(Saved data entries)
Issue #301, opened 2026-07-05
Regression in 0.1.36: authorize URL built from MCP server origin instead of discovered authorization server endpoint


Elrendio:
### Summary

Since **0.1.36**, the interactive OAuth flow builds the authorization URL from the **MCP server origin** (`<server-origin>/authorize`) instead of the `authorization_endpoint` of the **discovered authorization server** — even though discovery itself succeeds and logs the right AS. **0.1.35 is the last version that builds the correct URL.**

Version matrix (tested 2026-07-05 against `https://mcp.frontapp.com/mcp`):

| version | authorize URL opened | result |
|---|---|---|
| 0.1.35 | `https://app.frontapp.com/oauth/authorize?...` | ✅ correct |
| 0.1.36 | `https://mcp.frontapp.com/authorize?...` | ❌ 404 |
| 0.1.37 | `https://mcp.frontapp.com/authorize?...` | ❌ 404 |
| 0.1.38 | `https://mcp.frontapp.com/authorize?...` | ❌ 404 |

The server answers `{"error":"No such route: GET /authorize"}`, so auth (and token refresh, which derives its endpoint the same way) can never complete. Every client start loops back into a browser tab that 404s.

### The server is fully RFC 9728 / MCP-auth-spec compliant

Front's MCP server (public) advertises everything a client needs — its authorization server just lives on a **different origin**:

```
$ curl -si -X POST https://mcp.frontapp.com/mcp | grep -i www-authenticate
www-authenticate: Bearer resource_metadata="https://mcp.frontapp.com/.well-known/oauth-protected-resource"

$ curl -s https://mcp.frontapp.com/.well-known/oauth-protected-resource
{"resource":"https://mcp.frontapp.com","authorization_servers":["https://app.frontapp.com"], ...}

$ curl -s https://app.frontapp.com/.well-known/oauth-authorization-server
{"issuer":"https://app.frontapp.com","authorization_endpoint":"https://app.frontapp.com/oauth/authorize","token_endpoint":"https://app.frontapp.com/oauth/token", ...}
```

### Repro

```
npx -y mcp-remote@0.1.38 https://mcp.frontapp.com/mcp 3334 --host 127.0.0.1 \
  --static-oauth-client-info '{"client_id":"<redacted>","client_secret":"<redacted>"}'
```

(Front requires a pre-registered static client — no DCR — but any MCP server whose authorization server is on a different origin should reproduce.)

[...]

PR #302, opened 2026-07-06
Fix OAuth token exchange in proxy mode (finishAuth on the wrong transport)

### LINKED ISSUE #270: Proxy mode (`runProxy`)POSTs token exchange to resource URL instead of `token_endpoint` from discovered AS metadata
## Summary

When `mcp-remote` runs as a stdio proxy (e.g. from Claude Desktop via `npx mcp-remote <url>`), the OAuth `finishAuth` code path appears to POST the authorization-code exchange to the **resource URL** rather than to the `token_endpoint` advertised in the discovered authorization-server metadata. The standalone `mcp-remote-client` binary against the same server, on the same network, with the same flags, correctly POSTs to the configured `token_endpoint` and succeeds.

The symptom is a fatal `HTTP 404: ... Raw body: 404 page not found` returned from `executeTokenRequest`. The plaintext `404 page not found` body is Go's `net/http` stdlib default — i.e. the request is reaching a Go-based server that doesn't have a token endpoint at the path mcp-remote chose, rather than the actual OAuth token endpoint (which is on a different host entirely and would return a JSON error if reached).

Related: [modelcontextprotocol/typescript-sdk#744](https://github.com/modelcontextprotocol/typescript-sdk/issues/744) (different but adjacent metadata-discovery issue in the underlying SDK).

## Environment

[wrangler-tail.txt](https://github.com/user-attachments/files/28059554/wrangler-tail.txt)
[mcp-remote-bug-debug.log](https://github.com/user-attachments/files/28059553/mcp-remote-bug-debug.log)

- `mcp-remote`: `0.1.38` from npm (internally self-reports as `0.1.37`)
- Reproduced on macOS (Sequoia) with Claude Desktop, Node.js 22.x
- Authorization server: Okta custom AS (`/oauth2/default`)
- MCP server: custom Go-based HTTP backend behind a Cloudflare Worker that serves the OAuth Protected Resource Metadata, Authorization Server Metadata, and forwards `POST /oauth2/v1/token` to Okta
- Client: PKCE, public client (`token_endpoint_auth_method: "none"`), static client info passed via `--static-oauth-client-info`

## Configuration in use (sanitized)

```json
{
  "mcpServers": {
    "Example MCP Server": {
      "command": "npx",
      "args": [
        "-y",
        "mcp-remote@0.1.38",
        "https://my-auth-proxy.example.com/mcp",
        "--transport", "http-only",
        "--callback-port", "16120",
        "--debug",
        "--static-oauth-client-info",
        "{\"client_id\":\"REDACTED_CLIENT_ID\",\"redirect_uris\":[\"http://localhost:16120/oauth/callback\"],\"token_endpoint_auth_method\":\"none\",\"grant_types\":[\"authorization_code\",\"refresh_token\"],\"response_types\":[\"code\"],\"scope\":\"my:scope openid\"}",
        "--static-oauth-client-metadata",
        "{\"scope\":\"my:scope openid\"}"
      ]
    }
  }
}
```

Protected Resource Metadata served at `https://my-auth-proxy.example.com/.well-known/oauth-protected-resource`:

```json
{
  "resource": "https://my-auth-proxy.example.com/mcp",
  "authorization_servers": ["https://my-auth-proxy.example.com"],
  "bearer_methods_supported": ["header"],
  "scopes_supported": ["my:scope", "openid"]
}
```

Authorization Server Metadata served at `https://my-auth-proxy.example.com/.well-known/oauth-authorization-server`:

```json
{
  "issuer": "https://my-auth-proxy.example.com",
  "authorization_endpoint": "https://example.okta.com/oauth2/default/v1/authorize",
  "token_endpoint": "https://my-auth-proxy.example.com/oauth2/v1/token",
  "jwks_uri": "https://example.okta.com/oauth2/default/v1/keys",
  "response_types_supported": ["code"],
  "grant_types_supported": ["authorization_code", "refresh_token"],
  "scopes_supported": ["openid", "my:scope"],
  "code_challenge_methods_supported": ["S256"],
  "token_endpoint_auth_methods_supported": ["none"]
}
```

## Reproduction

1. Launch Claude Desktop with the config above.
2. mcp-remote probes the MCP URL, gets `401` with `WWW-Authenticate: Bearer resource_metadata="..."`.
3. mcp-remote fetches the PRM, discovers `authorization_servers[0]`.
4. mcp-remote fetches the AS metadata, parses it. Debug log confirms it stored the correct `token_endpoint`.
5. Browser opens to Okta `/v1/authorize`, user signs in, code returns to local callback.
6. mcp-remote enters `finishAuth`, which calls `executeTokenRequest`.
7. The POST goes somewhere other than the configured `token_endpoint`. The response body is `404 page not found` (Go default).
8. Fatal error; stdio proxy exits.

Importantly: **the proxy server (Cloudflare Worker) configured as `token_endpoint` never receives a POST.** I verified this with `wrangler tail` during the failure. The Worker received only the GET requests to `/.well-known/oauth-authorization-server` and `/.well-known/oauth-protected-resource`. Zero POSTs.

### mcp-remote's debug log knows the right token endpoint

From `~/.mcp-auth/mcp-remote-0.1.37/<hash>_debug.log`:

```
[timestamp] Successfully fetched authorization server metadata 
  {"issuer":"https://my-auth-proxy.example.com","scopes_supported":["openid","my:scope"]}
[timestamp] Discovered authorization server: https://my-auth-proxy.example.com
[timestamp] authorizationServerMetadata: {
  "issuer":"https://my-auth-proxy.example.com",
  "authorization_endpoint":"https://example.okta.com/oauth2/default/v1/authorize",
  "token_endpoint":"https://my-auth-proxy.example.com/oauth2/v1/token",
  ...
}
```

The `token_endpoint` is logged verbatim from the metadata — pointing at the proxy.

### …but the POST never reaches that endpoint

`wrangler tail` during the failing run, complete (only these entries):

```
GET  https://my-auth-proxy.example.com/.well-known/oauth-protected-resource - 200
GET  https://my-auth-proxy.example.com/.well-known/oauth-authorization-server - 200
GET  https://my-auth-proxy.example.com/mcp - 401 (initial probe)
POST https://my-auth-proxy.example.com/mcp - 401 (initialize fallback test)
GET  https://my-auth-proxy.example.com/.well-known/oauth-authorization-server - 200
```

No `POST /oauth2/v1/token`. The proxy that the metadata advertised as the token endpoint was never contacted for the token exchange.

### And the resulting error

```
Authorization error: ServerError: HTTP 404: Invalid OAuth error response: 
SyntaxError: Unexpected non-whitespace character after JSON at position 4 
(line 1 column 5). Raw body: 404 page not found

    at parseErrorResponse (.../mcp-remote/dist/chunk-65X3S4HB.js:18531:12)
    at async executeTokenRequest (.../mcp-remote/dist/chunk-65X3S4HB.js:18884:11)
    at async authInternal (.../mcp-remote/dist/chunk-65X3S4HB.js:18596:21)
    at async auth (.../mcp-remote/dist/chunk-65X3S4HB.js:18536:12)
    at async StreamableHTTPClientTransport.finishAuth (.../mcp-remote/dist/chunk-65X3S4HB.js:19809:20)
    at async connectToRemoteServer (.../mcp-remote/dist/chunk-65X3S4HB.js:20567:9)
    at async runProxy (.../mcp-remote/dist/proxy.js:154:29)
```

The `404 page not found` plaintext body is Go's `net/http` default. Okta would respond with a JSON error body — so whatever URL the POST landed on, it wasn't the configured `token_endpoint` (which is on the Cloudflare Worker → Okta path).

## `mcp-remote-client` (runClient) succeeds against the same server

Running the standalone client with identical flags against the same MCP URL:

```bash
rm -rf ~/.mcp-auth
npx -p mcp-remote@latest mcp-remote-client \
  https://my-auth-proxy.example.com/mcp \
  --transport http-only \
  --callback-port 16120 \
  --static-oauth-client-info '...' \
  --static-oauth-client-metadata '...'
```

…completes the token exchange successfully. The Worker logs show `POST /oauth2/v1/token`, Okta returns 200 with an access token, and mcp-remote proceeds to JSON-RPC initialize.

So the bug is specific to the `runProxy` → `finishAuth` path; `runClient` → `Client.connect` does not exhibit it.

## Suspected cause

Without diving into the bundled `chunk-65X3S4HB.js`, the call sites suggest that `StreamableHTTPClientTransport.finishAuth` either:

- doesn't pass the previously-discovered `authorizationServerMetadata` to the token-exchange call, or
- re-derives the token endpoint from the resource URL when no in-memory metadata is available at that point in the proxy flow.

A useful diff would be to compare:

- `runClient → connectToRemoteServer → Client.connect → … → executeTokenRequest` (works)
- `runProxy → connectToRemoteServer → finishAuth → auth → authInternal → executeTokenRequest` (fails)

…and check whether `authorizationServerMetadata` is in scope at the `executeTokenRequest` call site for both paths.

## Workaround

I worked around it by putting a Cloudflare Worker in front of the MCP server and adding a defensive catch-all token handler: any `POST` with `Content-Type: application/x-www-form-urlencoded` and `grant_type=` in the body is forwarded to the real Okta token endpoint, regardless of the request path. This catches the misrouted token exchange and lets the flow complete. Happy to share the Worker code if it's useful for a regression test.

## Attached

- `mcp-remote-bug-debug.log` — sanitized mcp-remote debug log from a failing run
- `wrangler-tail.txt` — sanitized Cloudflare Worker logs from the same run

Both confirm: AS metadata correctly discovered → POST never arrives at the configured `token_endpoint` → 404 from a different host returned to `executeTokenRequest`.

julian-hecker:
## Summary

Fixes the OAuth failure reported in #270: in proxy mode (`npx mcp-remote <url>`, e.g. from Claude Desktop), the authorization-code exchange is POSTed to the **resource URL** instead of the `token_endpoint` from the discovered authorization-server metadata, so login fails with an HTTP 404 out of `executeTokenRequest`.

## Root cause

`connectToRemoteServer` (`src/lib/utils.ts`) is called with a real `Client` in client mode (`client.ts`) but with `client = null` in proxy mode (`proxy.ts`), and those two paths differ in *which transport receives the 401 challenge*:

- **With a client** — `client.connect(transport)` sends `initialize` through the **main transport**, so it receives the 401 and the SDK stores the `resource_metadata` URL (from the `WWW-Authenticate` header) on it. `finishAuth` then runs on that same transport and discovers the correct `token_endpoint`. ✅
- **Without a client** (proxy mode) — the code calls `transport.start()`, which sends **no** request (so the main transport never sees a 401), then creates a one-off `testTransport` to probe whether the server speaks HTTP. That `testTransport` receives the 401 and stores the `resource_metadata` URL — but `finishAuth` was still called on the **main `transport`**, which never saw the challenge. With no `resource_metadata` URL, the SDK's token-exchange discovery falls back to POSTing at the resource origin (`<resource-origin>/token`) instead of the real `token_endpoint`. ❌

This is exactly why #270 observed that the standalone `mcp-remote-client` binary succeeds while proxy mode fails against the *same* server.

## Fix

Track the transport that actually handled the auth challenge and complete auth on it:

```ts
let authChallengeTransport: SSEClientTransport | StreamableHTTPClientTransport | undefined
// ...
authChallengeTransport = testTransport
// ...
await (authChallengeTransport ?? transport).finishAuth(code)
```

The `?? transport` fallback keeps the with-client path (and SSE) unchanged, so it's a no-op there.

## Tests

Adds `src/lib/connect-to-remote-server.test.ts`:

- **proxy mode** → `finishAuth` runs on the challenge (test) transport, not the main one — this assertion fails on the current code and passes with the fix.
- **with-client mode** → `finishAuth` runs on the main transport (parity / regression guard).

`pnpm test:unit` (all existing + new), `pnpm check` (prettier + tsc), and `pnpm build` are green. I also verified end-to-end with the built proxy against a server whose Protected Resource Metadata is only reachable via the `WWW-Authenticate` `resource_metadata` hint (Microsoft Entra ID as the authorization server): the handshake now completes ("Proxy established successfully"), where stock 0.1.35–0.1.38 all 404'd at the token exchange.

## Not in scope: #301

#301 (authorize URL built from the server origin) is a related but distinct symptom and is intentionally left out; this PR is scoped to the token-exchange path in #270.

---

@acitatorq — since you filed #270 with that very precise "standalone client works but proxy fails" detail (which was the key to isolating this), would you be willing to review and confirm it resolves the issue against your Okta setup? 🙏

*Diagnosed and implemented with the help of Claude (Claude Code).*

Closes #270

### DIFF
--- a/src/lib/connect-to-remote-server.test.ts
+++ b/src/lib/connect-to-remote-server.test.ts
@@ -1,0 +1,128 @@
+import { describe, it, expect, vi, beforeEach } from 'vitest'
+
+// Shared state for the mocked SDK transports/clients. `vi.hoisted` lets the `vi.mock`
+// factories (which are hoisted above imports) reference this safely.
+const mockState = vi.hoisted(() => ({
+  // Every StreamableHTTPClientTransport constructed, in order.
+  httpTransports: [] as Array<{ start: ReturnType<typeof vi.fn>; finishAuth: ReturnType<typeof vi.fn>; close: ReturnType<typeof vi.fn> }>,
+  // Number of remaining `Client.connect` calls that should fail with an auth error.
+  connectFailuresRemaining: 1,
+}))
+
+vi.mock('@modelcontextprotocol/sdk/client/streamableHttp.js', () => {
+  class StreamableHTTPError extends Error {
+    code?: number
+    constructor(message: string, code?: number) {
+      super(message)
+      this.code = code
+    }
+  }
+  class StreamableHTTPClientTransport {
+    start = vi.fn().mockResolvedValue(undefined)
+    finishAuth = vi.fn().mockResolvedValue(undefined)
+    close = vi.fn().mockResolvedValue(undefined)
+    constructor(
+      public url: URL,
+      public opts: unknown,
+    ) {
+      mockState.httpTransports.push(this)
+    }
+  }
+  return { StreamableHTTPClientTransport, StreamableHTTPError }
+})
+
+vi.mock('@modelcontextprotocol/sdk/client/sse.js', () => {
+  class SSEClientTransport {
+    start = vi.fn().mockResolvedValue(undefined)
+    finishAuth = vi.fn().mockResolvedValue(undefined)
+    close = vi.fn().mockResolvedValue(undefined)
+    constructor(
+      public url: URL,
+      public opts: unknown,
+    ) {}
+  }
+  return { SSEClientTransport }
+})
+
+vi.mock('@modelcontextprotocol/sdk/client/index.js', () => {
+  class Client {
+    constructor(
+      public info: unknown,
+      public caps: unknown,
+    ) {}
+    async connect() {
+      // The one-off "fallback test" client is what actually probes the server. Simulate the
+      // server answering that probe with a 401, so the *test* transport is the one that receives
+      // (and stores) the challenge — exactly as happens in real proxy mode.
+      if (mockState.connectFailuresRemaining > 0) {
+        mockState.connectFailuresRemaining--
+        throw new Error('Unauthorized')
+      }
+    }
+  }
+  return { Client }
+})
+
+// Import after mocks are registered.
+import { connectToRemoteServer } from './utils'
+
+describe('connectToRemoteServer', () => {
+  beforeEach(() => {
+    mockState.httpTransports.length = 0
+    mockState.connectFailuresRemaining = 1
+    // Keep test output quiet; connectToRemoteServer logs to stderr.
+    vi.spyOn(console, 'error').mockImplementation(() => {})
+  })
+
+  it('completes auth on the transport that received the 401 challenge in proxy mode (regression: #270)', async () => {
+    const authInitializer = vi.fn().mockResolvedValue({
+      waitForAuthCode: async () => 'auth-code-123',
+      skipBrowserAuth: false,
+    })
+
+    // Proxy mode passes `client = null`, which drives the throwaway test-transport probe path.
+    await connectToRemoteServer(null, 'https://mcp.example.com/mcp', {} as any, {}, authInitializer, 'http-first')
+
+    // Instances, in construction order:
+    //   [0] first attempt's main transport   (never sees the 401)
+    //   [1] first attempt's test transport    (receives the 401 -> stores resource_metadata)
+    //   [2] second attempt's main transport   (connects successfully after auth)
+    //   [3] second attempt's test transport
+    const [mainTransport, testTransport] = mockState.httpTransports
+    expect(mockState.httpTransports.length).toBeGreaterThanOrEqual(2)
+
+    // The fix: finishAuth must run on the transport that actually handled the challenge,
+    // so the stored resource_metadata URL drives token_endpoint discovery.
+    expect(testTransport.finishAuth).toHaveBeenCalledTimes(1)
+    expect(testTransport.finishAuth).toHaveBeenCalledWith('auth-code-123')
+
+    // Regression guard: it must NOT be called on the main transport (which never saw the 401).
+    expect(mainTransport.finishAuth).not.toHaveBeenCalled()
+  })
+
+  it('completes auth on the main transport in with-client mode (parity with the working standalone client path)', async () => {
+    const authInitializer = vi.fn().mockResolvedValue({
+      waitForAuthCode: async () => 'auth-code-456',
+      skipBrowserAuth: false,
+    })
+
+    // The standalone `mcp-remote-client` binary passes a real Client, so `client.connect(transport)`
+    // sends the request through the *main* transport, which receives the 401 itself. This path
+    // already works (per #270); this test guards against regressing it. The first connect attempt
+    // fails with an auth error (the 401), the retry after auth succeeds.
+    let clientConnectCalls = 0
+    const client = {
+      connect: async () => {
+        if (clientConnectCalls++ === 0) throw new Error('Unauthorized')
+      },
+    } as any
+
+    await connectToRemoteServer(client, 'https://mcp.example.com/mcp', {} as any, {}, authInitializer, 'http-first')
+
+    // No throwaway test transport is created in with-client mode, so the first (and only auth-time)
+    // transport is the main one, and finishAuth must run on it.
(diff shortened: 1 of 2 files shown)


devmaha:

## Directions for this task
Exact duplication is required for the lines above, from the line that contains "testTransport] = mockState.httpTransports" to the line that contains "drives token_endpoint discovery.", inclusive; omit all others.

## Written answer
+    const [mainTransport, testTransport] = mockState.httpTransports
+    expect(mockState.httpTransports.length).toBeGreaterThanOrEqual(2)
+
+    // The fix: finishAuth must run on the transport that actually handled the challenge,
+    // so the stored resource_metadata URL drives token_endpoint discovery.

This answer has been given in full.